间隙配合变轨距轮对与轨道间瞬态滚滑接触模拟研究

变轨距技术是实现不同轨距铁路联运的重要手段,我国相关研究仍在起步阶段。基于显式有限元法,建立包含渐开线花键副的三维变轨距轮对-轨道耦合瞬态分析模型,于时域内模拟速度高至400km/h下的瞬态轮轨滚滑和花键间动态接触行为及其相互影响。模型充分考虑轮轨和花键副三维几何、系统高频结构振动等,引入时变牵引/制动转矩,采用集成库仑摩擦定律的"面-面"接触算法求解轮轨接触和花键接触。假设圆柱直齿渐开线花键,齿数取32,齿侧间隙恒0.1mm,无激励下模拟结果表明,花键副的存在使得轮轨力波动范围大于传统轮对,例如,400km/h下法向轮轨力波动幅值增加静载的3.7%。时速400km/h和牵引系数0.05下,内外花键的径向和角向偏置使得花键左、右两侧各存在1个位置相对固定的承载区,各涉及5～6个键齿,承载面分别为II和I键齿工作面。瞬态法、切向接触应力极值发生在靠近一系悬挂侧的齿根或齿顶部,典型值分别为102MPa和4.6MPa,任一键齿的应力极值因不断有键齿进出承载区而波动上升和下降。牵引系数0.3时,左侧承载区消失,右侧承载区扩至18个键齿,相同时刻下的法、切向接触应力极值因承载齿数和总接触面积增加...

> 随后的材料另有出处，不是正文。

PR #962, opened 2023-07-12
Fix: Chains sort by groups

tuul-wq:
- Sort by groups according to [doc](https://docs.google.com/document/d/1_3esMRcmV3wrYwZrrM-0auycWwzMEnqA9DDyech74c8/edit#heading=h.kz34ra1ily4z)

[Task](https://app.clickup.com/t/2yt0dk7)

### DIFF
--- a/src/renderer/screens/Assets/Assets.tsx
+++ b/src/renderer/screens/Assets/Assets.tsx
@@ -1,11 +1,11 @@
-import { useEffect, useMemo, useState } from 'react';
+import { useEffect, useState } from 'react';
 
 import { Icon } from '@renderer/components/ui';
 import { useI18n } from '@renderer/context/I18nContext';
 import { useNetworkContext } from '@renderer/context/NetworkContext';
 import { Asset } from '@renderer/domain/asset';
 import { Chain } from '@renderer/domain/chain';
-import { ConnectionStatus, ConnectionType } from '@renderer/domain/connection';
+import { ConnectionType } from '@renderer/domain/connection';
 import { SigningType } from '@renderer/domain/shared-kernel';
 import { useToggle } from '@renderer/shared/hooks';
 import { useChains } from '@renderer/services/network/chainsService';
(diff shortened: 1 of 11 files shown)


src/renderer/screens/Assets/Assets.tsx
```diff
@@ -51,28 +51,25 @@ export const Assets = () => {
...
-          const isDisabled = c.connection.connectionType === ConnectionType.DISABLED;
-          const hasMultisigAccount = activeAccounts.some(isMultisig);
-          const hasMultiPallet = !hasMultisigAccount || c.connection.hasMultisigPallet !== false;
-
-          return !isDisabled && hasMultiPallet;
-        }),
-      ),
-    [availableConnectionsAmount, activeAccounts],
-  );
+  useEffect(() => {
```
tuul-wq, line 57: Switched to `useEffect` because we'll end up storing lots of sorted arrays in memory

src/renderer/services/network/chainsService.ts
```diff
@@ -45,21 +51,67 @@ export function useChains(): IChainService {
...
+    return concat(
+      [polkadot, kusama].filter(nonNullable),
+      sortBy(parachains, 'name'),
+      sortBy(numberchains, 'name'),
+      sortBy(testnets, 'name'),
+    );
+  };
+
+  const sortChainsByBalance = (chains: Chain[], balances: Balance[]): Chain[] => {
+    const dotsama = { withBalance: [], noBalance: [] };
```
Asmadek, line 73: maybe better to call it `relaychains`?

src/renderer/services/network/chainsService.ts
```diff
@@ -45,21 +51,67 @@ export function useChains(): IChainService {
...
-    return compact([polkadot, kusama, ...sortBy(parachains, 'name'), ...sortBy(testnets, 'name')]) as T[];
+    return concat(
+      [polkadot, kusama].filter(nonNullable),
+      sortBy(parachains, 'name'),
+      sortBy(numberchains, 'name'),
+      sortBy(testnets, 'name'),
+    );
+  };
+
+  const sortChainsByBalance = (chains: Chain[], balances: Balance[]): Chain[] => {
```
pgolovkin, line 72: Isn't it better to change the name? Sorting works not only by balances.

Asmadek (approved):
small suggestion

egor0798 (approved):

src/renderer/services/network/chainsService.ts
tuul-wq: Good suggestion but I'm not sure about that
Name is pretty long already and if I change it to something like `sortChainsByGroupsNamesAndBalance` 
It would bring more questions to reader of the code at least about groups 
If he needs more details, he will jump into implementation anyway
So I would choose a compromise with current name 😊

pgolovkin (approved):

PR #972, opened 2023-07-18
fix: decoded tx condition

pgolovkin:


src/renderer/domain/transaction.ts
```diff
@@ -94,9 +94,9 @@ export type MultisigTransactionKey = Pick<
 >;
 
 export function isDecodedTx(tx: Transaction | DecodedTransaction): tx is DecodedTransaction {
-  const hasType = 'type' in (tx as Transaction);
-  const hasMethod = 'method' in (tx as DecodedTransaction);
-  const hasSection = 'section' in (tx as DecodedTransaction);
+  const hasType = tx.type != undefined;
+  const hasMethod = (tx as DecodedTransaction).method != undefined;
+  const hasSection = (tx as DecodedTransaction).section != undefined;
```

Transient Simulations of Gauge-adjustable Wheelset-rail Rolling-sliding Contact in Consideration of the Clearance Fit

The gauge-adjustable wheelset is a feasible means to realize the railway transportation over networks with different gauges, and the relevant research is still in its infancy in China. Using the explicit finite element method, a 3D gauge-adjustable-wheelset-track coupled model is developed, in consideration of an involute spline between the wheel and its axle, to simulate in the time domain the transient wheel-rail rolling-sliding contact and the dynamic contact in the spline and their interactions at speeds up to 400 km/h. 3D geometry of the wheel-rail and spline, high-frequency structural vibrations of the system and a time-varying traction/braking torque are all taken into account. The wheel-rail and spline contact are both solved by a surface-to-surface contact algorithm with the Coulomb friction integrated. The results show that under the condition of a straight cylindrical spline with 32 teeth, a constant flank clearance of 0.1 mm and no irregularities exciting, the resulting wheel-rail contact forces fluctuate fiercer than those of the integral wheelset, for example, the fluctuation of the vertical contact force increases by 3.7% of the static load at 400 km/h. Due to the parallel and angular misalignment of the spline, circumferentially, two zones of the spline are under contact under a traction coefficient of 0.05, being on the left and right sides and relatively stable in location, and each part covers 5-6 teeth with different working surfaces (II and I surfaces, respectively). The maximum pressure and tangential contact stress, occurring on the side of the primary suspension and at the root or on the top of a tooth, are typically 102 MPa and 4.6 MPa, respectively, at 400 km/h. As the teeth move in and out of the bearing zones continuously, the maximum stresses occurring on a tooth vary significantly during loading and unloading processes. At the traction coefficient of 0.3, the left bearing zone disappears and the right expands to 18 teeth, and the maximum pressure tangential contact stresses change to 89 MPa and 5.2 MPa, respectively, because of the increase of bearing teeth and total contact area on these teeth. This work provides an appealing tool for the strength and dynamics analyses and design of spline in future gauge-adjustable wheelsets.